The primary reason you want a cache there is that to maintain cache coherency, you absolutely want the IO die to know exactly where each line in cache loaded from the attached memory channels currently resides. If the IO die doesn't know that, on every memory access the system has to query every cache in the system. This is how cache coherency worked in the era of dual cores, but that starts being painful when you move up to quads and at >8 cores, you can just forget about it.
So you attach a directory structure that contains occupancy information for every line in the system. The thing is, that structure is basically identical to cache tags. Querying it costs the same amount of latency as querying a cache for occupancy. So when you have that, you might as well expand it a bit, and add actual storage, turning it into a real L4 cache.
The big question in my mind is not if there is a cache. It's not even whether the all the lines all the caches of the chiplets must also allocate a tag from the L4, I would be extremely surprised if they didn't. The question is whether the all the data in the lower levels is required to be fully replicated in the L4. That would be possible with eDRAM.

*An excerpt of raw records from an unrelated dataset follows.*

PR #113, opened 2018-12-04
FSK AX100 flowgraph

reiinakano:
fsk_ax100 grc

Needs the gr-sattools OOT to be in the GNURadio build to work, but here's the flowgraph.


vaelen:
The low pass filter should probably change too depending on the bit rate.

PR #114, opened 2018-12-04
Add gr-sattools in build

reiinakano:


gr-recipes/gr-sattools.lwr
```diff
@@ -0,0 +1,7 @@
+category: common
+depends:
+- gnuradio
+description: GNU Radio decoder for AX100
+gitbranch: master
+inherit: cmake
+source: git+https://github.com/infostellarinc/gr-sattools
```
anuraaga: Since the PR was merged can we use the upstream one?

reiinakano: We made a small change in our fork https://github.com/infostellarinc/gr-sattools/pull/3 that I'm not sure will be merged upstream. Guess I should open a PR but we can change it to upstream easily if it's merged anyway.

PR #117, opened 2018-12-08
typo

reiinakano:
use a correct ax25 header now


reiinakano:
merging but @vaelen double check the header if you want

PR #118, opened 2018-12-08
Fix preamble lebgth

reiinakano:
Our previous flowgraph set the preamble and postamble length at 16. The flowgraph they sent us has it set to 192 and 64. The calculation we have in SR for timing the turning on and off the switches does not reflect this. I am not sure if our margin of allowance in timing is enough. I think we want to push this in before they try transmitting.

### DIFF
--- a/flowgraphs/fsk_9600_ax25_transceiver.grc
+++ b/flowgraphs/fsk_9600_ax25_transceiver.grc
@@ -2019,11 +2019,11 @@
     </param>
     <param>
       <key>postamble_bytes</key>
-      <value>64</value>
+      <value>16</value>
     </param>
     <param>
       <key>preamble_bytes</key>
-      <value>192</value>
+      <value>16</value>
     </param>
   </block>
   <block>


reiinakano:
Sorry for the late PR, I just thought of this.

reiinakano:
Well we calculate it based on max packet size of 256 bytes and theyre not transmitting that much so I guess it's fine

anuraaga:
Does the length have any other implications than timing?

reiinakano:
Right now their usual packet size is 56 bytes including header. Add in 2 bytes for crc and 256 bytes for pre+postamble, that is 314 bytes.

For 9600bps that is 0.262 seconds. Our current margin is 0.26 seconds for ax.25 packets..

anuraaga:
What do you think about using middle ground values to fall in our margin while giving the receiver more time to sync as necessary?

reiinakano:
Oh, that's perfect lol. Changing now

reiinakano:
Closing because of the change in SR

PR #121, opened 2018-12-20
Script for receiver evaluation

reiinakano:
Helper script for running receiver evaluation with a configuration file. View README for details on how it is supposed to be used.

### DIFF
--- a/gr-starcoder_utils/python/qa_prbs_sink_pdu.py
+++ b/gr-starcoder_utils/python/qa_prbs_sink_pdu.py
@@ -280,11 +280,12 @@ class qa_prbs_sink_pdu (gr_unittest.TestCase):
         for packet in self.packets:
             snk.to_basic_block()._post(pmt.intern('all'), pmt.cons(pmt.PMT_NIL, pmt.to_pmt(packet)))
         for i, packet in enumerate(self.packets):
-            if i == 10:
+            if i == 0:
                 packet = np.copy(packet)
                 # This makes the packet bigger than NUM_GENERATED_PACKETS
-                packet[0] = 0xff
-                packet[1] = 0xff
+                packet[0] = 0x90
+                packet[1] = 0x1
+                print(packet)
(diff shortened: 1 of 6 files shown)


gr-starcoder_utils/python/qa_prbs_sink_pdu.py
```diff
@@ -266,6 +266,44 @@ def test_006_some_dupes(self):
         expected[1] += 1
         self.assertTrue(np.array_equal(snk.collected_packets, expected))
 
+    def test_007_some_packets_with_wrong_headers(self):
+        snk = prbs_sink_pdu(self.PACKET_LENGTH_BYTES*8, self.PRBS_RESET_LEN, self.NUM_GENERATED_PACKETS)
+
+        # We just need something connected to the trimmer block for
+        # the flowgraph to compile, but we'll post messages to it directly
+        src = blocks.message_strobe(pmt.PMT_NIL, 9999999)
```
kenichi-fukushima: not needed?

gr-starcoder_utils/python/qa_prbs_sink_pdu.py
```diff
@@ -266,6 +266,44 @@ def test_006_some_dupes(self):
...
+        self.tb.start()
+        for packet in self.packets:
+            snk.to_basic_block()._post(pmt.intern('all'), pmt.cons(pmt.PMT_NIL, pmt.to_pmt(packet)))
+        for i, packet in enumerate(self.packets):
+            if i == 0:
+                packet = np.copy(packet)
+                # This makes the packet bigger than NUM_GENERATED_PACKETS
+                packet[0] = 0x90
+                packet[1] = 0x1
+                print(packet)
```
kenichi-fukushima: remove this debug print or use the logger

gr-starcoder_utils/python/qa_prbs_sink_pdu.py
reiinakano: Just remembered why this is needed. The block needs something connected to it. The golay decoder and other blocks don't need the dummy block since they are connected to a sink. In this case, the block to be tested *is* a sink

PR #122, opened 2019-01-07
add preamble of alternating 1s and 0s between packets

reiinakano:
generatorg grc


reiinakano:
Usually preambles are for giving the receiver time to synchronize with the bit rate before receiving a packet.

reiinakano:
Closing for now since setting preamble_bits to 0 breaks

PR #60, opened 2019-07-10
Add a versioning policy

wbl:
This defines our policy for versioning. Next will be releasing v0.0.1


armfazh:
Look at this https://semver.org/#how-should-i-deal-with-revisions-in-the-0yz-initial-development-phase

wbl:
That doesn't look relevant to this PR. does look relevant to the next step

PR #67, opened 2019-09-04
Fixes the output length of SignedDigit recoding

### LINKED ISSUE #61: ecc/p384: ScalarMult not constant time
I believe that since `math.SignedDigit` does not return a fixed number of coefficients,  `ScalarMult` in `ecc/p384` is not constant time.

Note that I fully expect the L4 to be memory-sided, and split per controller. That is, each memory controller (in past AMD designs, each controller has two channels, so 4 controllers per EPYC IO die) actually has it's own separate L4 cache and only lines from that memory controller can reside there. This substantially reduces the latency hit of looking at the L4 tags.
If not actually split per controller, then at least split into two halves, for top/north memory controllers and down/south controllers.
If each chiplet would contain just two 4-core CCXs, why didn't AMD use four 146 mm² chiplets with four 4-core CCXs instead what they have done now (eight 73 mm² chiplets)? Do chiplets have to be 8-core CCXs for current design for Rome to make any sense? AMD didn't choose 8-core chiplets just because of yields or binning for higher clocks / better power efficiency. They must have had some architectural reasons behind it, right? 7 nm Vega is a relatively big chip so 146 mm² chiplet would have been ok.
Yes. All else being equal, if your product fits into a smaller die, smaller dies are better all the way down to ~20mm^2 or so. There are always some errors that lead to chips that are unharvestable even at lower core counts (like shorts between power and ground), so the smaller your die, the less you lose. Also, smaller dies lead to less loss caused by the edges of wafer. I think the idea of putting two CCX on a single chiplet is not something anyone ever proposed -- it's just cost without benefit once all communication needs to go through an external chip anyway.
Once they decided to go with chiplets, design tradeoff they optimized was the size of CCX vs size of die. Larger CCX are better because single-threaded performance still matters, and the bigger the CCX the more L3 cache a single thread can make use of. Denser future fabrication processes will almost certainly lead to even smaller chiplets.